Business
The Burdekin Delta: The Sugar Industry That Feeds the World
The cane fields south of Townsville produce some of Australia's largest sugar yields.
Business
The cane fields south of Townsville produce some of Australia's largest sugar yields.

The Burdekin Delta, 80 kilometres south of Townsville, is one of the most productive sugar cane growing areas in the world, with the combination of the Burdekin River's irrigation water, the volcanic soils of the delta flats, and the reliable tropical climate producing sugar cane yields per hectare that are among the highest in Australia. The Burdekin sugar district, centred on the towns of Home Hill and Ayr, supplies the mills that process the cane harvest and the bulk terminal at the Bowen harbour that loads sugar for export markets.
The irrigation system that makes Burdekin cane production possible is one of Queensland's most significant agricultural water infrastructure achievements, drawing water from Lake Dalrymple (Burdekin Falls Dam) through a network of irrigation channels that distribute the stored water across the delta's growing areas. The dam, the largest by volume of water stored in Queensland, provides the water security that allows cane production through drought years that would otherwise reduce harvest volumes significantly.
The cane harvesting season, running from June to November, provides the most visible expression of the sugar industry's scale, with the cane harvesters that move through the fields and the cane trains that carry the harvest to the mills operating 24 hours a day during peak harvest periods.
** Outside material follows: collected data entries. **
PR #724, opened 2021-10-12
fix(checkout): CHECKOUT-6030 remove child item from checkout address entry

bc-peng:
## What?
Screen Shot 2021-10-08 at 9 39 30 am
Remove child items from shipping address entry and shipping item statistics.

The difference between a parent item and a child item is `parentId` value. A parent item has a null or undefined  `parentId`. After limiting the line items to parent items only, the checkout interface will present them as desired.

Also, two unit tests are added to cover the parent and child item scenario.

## Why? 
As described in [Checkout-6030](https://jira.bigcommerce.com/browse/Checkout-6030), child items won't affect consignments. So removing them can avoid confusion for a shopper.

## Testing / Proof
The code has been tested with the `integration_full_UI_test` and `checkout` test group on Launchbay([Link](https://app.circleci.com/pipelines/github/bigcommerce/bigcommerce?branch=pull%2F43100)).

Demo:

https://user-images.githubusercontent.com/88361607/136871133-71a70ecb-0918-4b5b-b943-5dc64b80f714.mov

@bigcommerce/checkout


bc-peng:
> Nice work @bc-peng, just want to check this seems like a pretty fundamental change. Does it make sense to wrap this in an experiment?
> 
> Thoughts @davidchin ?

Hi @animesh1987 , I have checked the usages of `findLineItems.ts` and `getShippableLineItems.ts` are only limited to the shipping form(green area in What section). All UI tests are passed without modifications.

PR #745, opened 2021-11-05
feat(payment): BOLT-92 shows 'display name' value from method config

serhii-tkachenko:
## What?
When merchant changes display name in Control Panel, the display name doesn't show

## Why?
Because we need to add an ability to chose what payment title will be shown on Checkout page

## Testing / Proof
Manual tests
Unit tests

Tests:
Screenshot 2021-11-05 at 10 33 11

Screenshots of the changes:
Screenshot 2021-11-05 at 10 30 45

Screenshot 2021-11-05 at 10 03 26

Screenshot 2021-11-05 at 10 30 55

Screenshot 2021-11-05 at 10 07 33

Screenshot 2021-11-05 at 10 31 06

Screenshot 2021-11-05 at 10 04 08

@bigcommerce/checkout

### DIFF
--- a/src/app/payment/paymentMethod/PaymentMethodTitle.tsx
+++ b/src/app/payment/paymentMethod/PaymentMethodTitle.tsx
@@ -9,6 +9,7 @@ import { withLanguage, WithLanguageProps } from '../../locale';
 import { mapFromPaymentMethodCardType, CreditCardIconList } from '../creditCard';
 import { PaymentFormValues } from '../PaymentForm';
 
+import getPaymentMethodDisplayName from './getPaymentMethodDisplayName';
 import getPaymentMethodName from './getPaymentMethodName';
 import PaymentMethodId from './PaymentMethodId';
 import PaymentMethodType from './PaymentMethodType';
@@ -30,6 +31,7 @@ function getPaymentMethodTitle(
 
     return method => {
         const methodName = getPaymentMethodName(language)(method);
+        const methodDisplayName = getPaymentMethodDisplayName(language)(method);
         // TODO: API could provide the data below so UI can read simply read it.
         // However, I'm not sure how we deal with translation yet. TBC.
         const customTitles: { [key: string]: { logoUrl: string; titleText: string } } = {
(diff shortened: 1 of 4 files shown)


src/app/payment/paymentMethod/PaymentMethodTitle.tsx
```diff
@@ -79,7 +79,7 @@ function getPaymentMethodTitle(
             },
             [PaymentMethodId.Bolt]: {
                 logoUrl: '',
-                titleText: language.translate('payment.credit_card_text'),
+                titleText: (method.config.displayName?.toLowerCase() === 'credit card' ? language.translate('payment.credit_card_text') : method.config.displayName) || '',
```
animesh1987, line 82: For here why don't we write a method, something like `getBoltDisplayName(config) || ''`?

serhii-tkachenko: I thought to write a common method for this case, because we have almost the same for Klarna and some other payment providers.

serhii-tkachenko: I will create the method and let you know. Thanks! 🙏

src/app/payment/paymentMethod/PaymentMethodTitle.tsx
```diff
@@ -51,7 +53,7 @@ function getPaymentMethodTitle(
             },
             [PaymentMethodId.PaypalCommerceAlternativeMethod]: {
                 logoUrl: method.logoUrl || '',
-                titleText: (method.logoUrl ? '' : method.config.displayName) || '',
+                titleText: method.logoUrl ? '' : methodDisplayName,
```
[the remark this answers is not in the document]
serhii-tkachenko: We can take the logo url from method object and for this particular case we check if we have the logo we shows logo, otherwise we will show display name here. But it is a part of the old logic and I just changed method.config.displayName to methodDisplayName  what made the same under the hood

animesh1987 (approved):
Nice work 👍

The burning of cane trash before harvest, a practice that is being reduced through green harvesting initiatives but that still occurs on some properties, produces the plumes of smoke visible across the delta that mark the harvest season's progress.
Townsville's economic connection to the Burdekin sugar industry, while indirect compared with the direct employment and commercial activity in the delta towns themselves, extends through the supply chain of machinery, chemicals, financial services, and transport that the industry requires and that Townsville, as the regional commercial hub, substantially provides. The sugar industry's regional economic contribution extends well beyond the primary production value in ways that multiply the direct agricultural income through the supply chain and processing sectors.
This article was compiled by AI from the sources linked above and screened before publishing. See our editorial standards.